Андрей Ефремов - Я успею, ребята!
И пошел из кухни. И я к себе пошел, уроки-то надо делать.
Уже два часа прошло. Я наш с Ваньчиком катер крутил, была там у меня одна идея. Папа тихо вошел и стоит за спиной. Потом на чурбаке уселся.
— Слушай, Витя, а чего к нам Юра не заходит?
У меня все идеи из головы выскочили. Ну чего он про Юру заговорил? Видел он нас или просто так вспомнил?
— Занят, — говорю, — вроде. Наверное, занят.
— Да вы видитесь или нет?
Я плечами пожал.
— Странный он парень, тебе не показалось?
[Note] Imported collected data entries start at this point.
PR #5175, opened 2025-11-02
📖 Improve collapsible code sections and formatting of tutorials

camilamacedo86:
The following changes impact mainly the tutorials.
To review see:
- https://deploy-preview-5175--kubebuilder.netlify.app/cronjob-tutorial/cronjob-tutorial
- https://deploy-preview-5175--kubebuilder.netlify.app/multiversion-tutorial/tutorial

### Changes

**Content Cleanup:**
- Hidden Apache License and Import blocks
- Hidden closing braces in tests
- Removed duplicate collapse markers
- Fixed extra `}` appearing outside code blocks

**Label Updates:**
- "Clock" → "Clock Code Implementation"
- "Go imports" → "Imports"
- "Validate object name" → "validateCronJobName() Code Implementation"
- "old stuff" → "Remaining code from <filename>"
- "The rest of Spec" → "CronJobSpec Full Code"

**Related:** #4862

Issue #4862, opened 2025-06-10
Improve collapsible code sections and formatting on book.kubebuilder.io


danielskowronski:
I'd like to report a few issues with collapsible codeblock sections in [book.kubebuilder.io](https://book.kubebuilder.io/) that have the potential to confuse readers, especially new users.

1. **Hidden instructional text**: initially collapsed sections that appear to only contain code, actually contain instructions as well (https://book.kubebuilder.io/cronjob-tutorial/webhook-implementation - "Validate object name")
2. **Misleading headers in code blocks**: collapsible codeblocks have headers formatted as Golang comments and use font only slightly larger than the body of codeblock, which suggests that they are actual comments in code
3. **Insufficient separation between blocks**: consecutive code blocks (collapsed by default or not collapsible) appear as single code block, which makes it difficult to follow (https://book.kubebuilder.io/cronjob-tutorial/controller-implementation - especially "5: Get the next scheduled run")
4. **Lack of highlighting for expanded sections**: there's no visual indication of the section that was expanded, which is more problematic on very long pages
5. **Verbose license notices**: having "Apache License" block does not contribute to the guide (but it's understandably part of the source file) and may confuse users because licence text is shown as instruction text, not codeblock
6. **Overly long lines and narrow layout**: HTML template makes a hard limit on text (and codeblock) width, but there's no limit to line length in code; I could easily find a line with 390 characters, but it seems like only 89 characters fit into codeblock without horizontal scrolling
7. **Lack of proper formatting of shell commands**: 
    1. none of shell commands use syntax highlighting
    2. some commands are presented as very long lines, making them hard to copy
    3. some commands are formatted like Golang comments (`// `)
8. **Internal headers missing from TOC**: if headers are originating from Golang comments, they are not included in TOC and are hard to distinguish from the main body; https://book.kubebuilder.io/cronjob-tutorial/controller-implementation 
9. **Code of function split into sections is unclear**: when function body is split into multiple parts, it's not clear that the body continues

Many of those issues stack and increase cognitive load even more. They are present since v2, but v1 has significantly different contents to compare. I was able to figure out how to read the book only after spending an hour preparing this bug report. 

I'd like to offer some improvement suggestions, but I'm not sure whether problems originate from comments in Golang code, tooling used (`litgo.sh`, mdBook) or HTML templates.

- consider disabling collapsible sections (quickest workaround, but it's already a book)
- clearly highlight codeblock boundaries - add borders and padding on bottom
[...]

PR #5183, opened 2025-11-09
🐛 fix(docs): display license as code block

vitorfloriano:
This PR fixes the case in which the license would be extracted and displayed as normal text. Now the license is rendered as a code block. 

Related to #4862 and #5175.

### Before:

image

### After:

image

### DIFF
--- a/docs/book/utils/litgo/literate.go
+++ b/docs/book/utils/litgo/literate.go
@@ -138,11 +138,6 @@ func isBlockComment(tok token.Token, lit string) bool {
 		return false
 	}
 
-	// skip if it's a license comment
-	if strings.Contains(lit, "Copyright") || strings.Contains(lit, "Licensed under") {
-		return false
-	}
-
 	return true
 }
 
@@ -189,6 +184,16 @@ func extractPairs(contents []byte, path string) ([]commentCodePair, error) {
 		var pos token.Pos
 		var lit string
 		pos, tok, lit = scan.Scan()
+
+		// skip license comment on headers
+		if tok == token.COMMENT && strings.HasPrefix(lit, "/*") {
+			lower := strings.ToLower(lit)
+			if strings.Contains(lower, "copyright") && strings.Contains(lower, "license") {
+				lastCodeBlockStart = file.Offset(pos) + len(lit)
+				continue
+			}
+		}
+
 		collapse := getCollapse(tok, lit)
 		if collapse != "" {
 			lastPair.collapse = collapse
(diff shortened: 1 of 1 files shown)


camilamacedo86:
The appache license I think we must to hidden 100%
That does not bring any value in the docs.

docs/book/utils/litgo/literate.go
```diff
@@ -138,6 +138,11 @@ func isBlockComment(tok token.Token, lit string) bool {
 		return false
 	}
 
+	// skip if it's a license comment
+	if strings.Contains(lit, "Copyright") || strings.Contains(lit, "Licensed under") {
```
camilamacedo86: We need to hidden that 100%

vitorfloriano: @camilamacedo86 I pushed a change in the logic. We first check if the code block is a license so we don't extract it, then we check if the collapsible is empty and skip it, then we put the source citation on top of the first code block that is apparent: 
image

WDYT?

docs/book/utils/litgo/literate.go
```diff
@@ -138,11 +138,6 @@ func isBlockComment(tok token.Token, lit string) bool {
 		return false
```
camilamacedo86, line 138: Could we not do as in the other pr https://github.com/kubernetes-sigs/kubebuilder/pull/5175

Image

Image

WDYT?

vitorfloriano: Wouldn't this hide some collapsibles that are meant to stay? For example, we have some collapsibles in [here](https://kubebuilder.io/cronjob-tutorial/basic-project) and in [here](https://kubebuilder.io/cronjob-tutorial/main-revisited) that we should keep...

vitorfloriano:
Honestly, @camilamacedo86 I think we should rethink the whole literate extraction. It is basically trying to replicate what mdBook already does natively. 

IMHO, the literate extraction system got overly complex, perhaps due to clever solutions (hacks) to work around past limitations in mdBook.

I'm planning on writing a design proposal to change how we extract code from the testdata samples using only mdBook's `{{#include filename:lines}}` feature and keep all the tutorial instructions in markdown files. That would make it much easier for contributors to suggest improvements to the docs, as well as to identify changes in the test samples.

mdBook newer versions have some nice features that we can't use because our custom preprocessors (literate.go and markerdocs.go) are not compatible with them. We should strive towards moving away from them and rely on mdBook's features. They are more than sufficient for our usecase and would greatly reduce the overhead to maintain the docs updated, IMO.

Due to the gargantuan size of this refactor, it could even be a project for a new mentorship! 🤩 

How does that sound to you?

docs/book/utils/litgo/literate.go
camilamacedo86: All imports and license ones bring no value at all
That is why they are collapsed.
The workaround was collapse them out to hidden but we can hidden 100%

vitorfloriano: @camilamacedo86 I double-checked #5175 and it is hiding the collapsed licenses and imports. I'm closing this PR as duplicate.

Я люблю, чтобы папа у меня в комнате сидел, а тут еле дождался, пока уйдет. Все время молчать не будешь, а врать неохота. Мы друг другу не врем. А про Юру я понял. Это из-за того разговора про бедных и богатых. Папа Юру тогда про его знакомых спрашивал, удивительно даже, как он запомнил. Я бы, может, ему даже про Юриных родителей рассказал, папа бы все понял, но про Пигузова нельзя было говорить. Я мог сто раз повторять себе, что у нас все по-честному, что стоит Юре сказать «все», и не будет никаких Пигузовых, и можно будет опять говорить про себя все как есть. Но не мог я себе представить, как папа ходит по квартирам и крутит там всякие ручки или как Пигузов на него слюной брызгает. Не мог я этого представить, и все.
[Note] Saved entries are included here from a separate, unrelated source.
Issue #276, opened 2021-01-21
input-name rule option to specify casing


lioneltay:
At the moment, when using the `input-name` rule https://github.com/dotansimha/graphql-eslint/blob/master/docs/rules/input-name.md, this is an error

```graphql
# eslint @graphql-eslint/input-name: ["error", [{"checkInputType":true}]]

type Mutation {
  setMessage(input: SetMessageInput): String
}
```

While this passes

```graphql
# eslint @graphql-eslint/input-name: ["error", [{"checkInputType":true}]]

type Mutation {
  SetMessage(input: SetMessageInput): String
}
```

Could an option be added to allow the mutation name to still be in camel case, while the type name should be the PascalCase version appended with `Input`?

Maybe this will allow this rule to work better with the `naming-convention` rule https://github.com/dotansimha/graphql-eslint/blob/master/docs/rules/naming-convention.md.

dotansimha:
Fixed in `@graphql-eslint/eslint-plugin@0.8.0`

PR #286, opened 2021-01-28
Add options to input-name rule. Addresses #276

lioneltay:
Add caseSensitiveInputType, checkMutations, checkQueries options to input-name rule

caseSensitiveInputType: When false the input type name must be <mutationName>Input but is not case sensitive.

checkMutations (default true): Apply this rule to mutations.

checkQueries (default false): Apply this rule to queries.

Setup default option values, previously all defaulting to undefined.

Also fixed documentation error which says that `checkInputType` defaults to `true`, when infact it defaults to `false`.

Addressed https://github.com/dotansimha/graphql-eslint/issues/276

### DIFF
--- a/.changeset/early-turkeys-admire.md
+++ b/.changeset/early-turkeys-admire.md
@@ -1,0 +1,5 @@
+---
+'@graphql-eslint/eslint-plugin': minor
+---
+
+Add options to input-name rule.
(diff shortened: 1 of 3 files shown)


dotansimha:
Amazing work. thank you @lioneltay !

А потом, когда уже в квартире было темно и тихо и только холодильник гудел за стенкой, я вспомнил, что папа рассказывал, как ему хотелось магнитофон. Он тогда учился в институте, а после лекций работал в разных местах, пока не накопил денег. И я подумал, что магнитофон — ерунда, что у нас с Юрой дело поважнее и что если на то пошло, то можно и Ленечку потерпеть.
И только все равно не мог я себе представить папу в Ленечкиной вонючей комнате…
Никогда бы не подумал, что у нас в городе такие переулочки есть. Дорога из булыжников, и тихо-тихо. Пока мы с Юрой до нужной парадной дошли, я всего трех прохожих насчитал. И в парадной еще старик с бидоном по лестнице шаркал. Мы у двери звоним, а он так внимательно на нас смотрит. Не ходит сюда никто, что ли?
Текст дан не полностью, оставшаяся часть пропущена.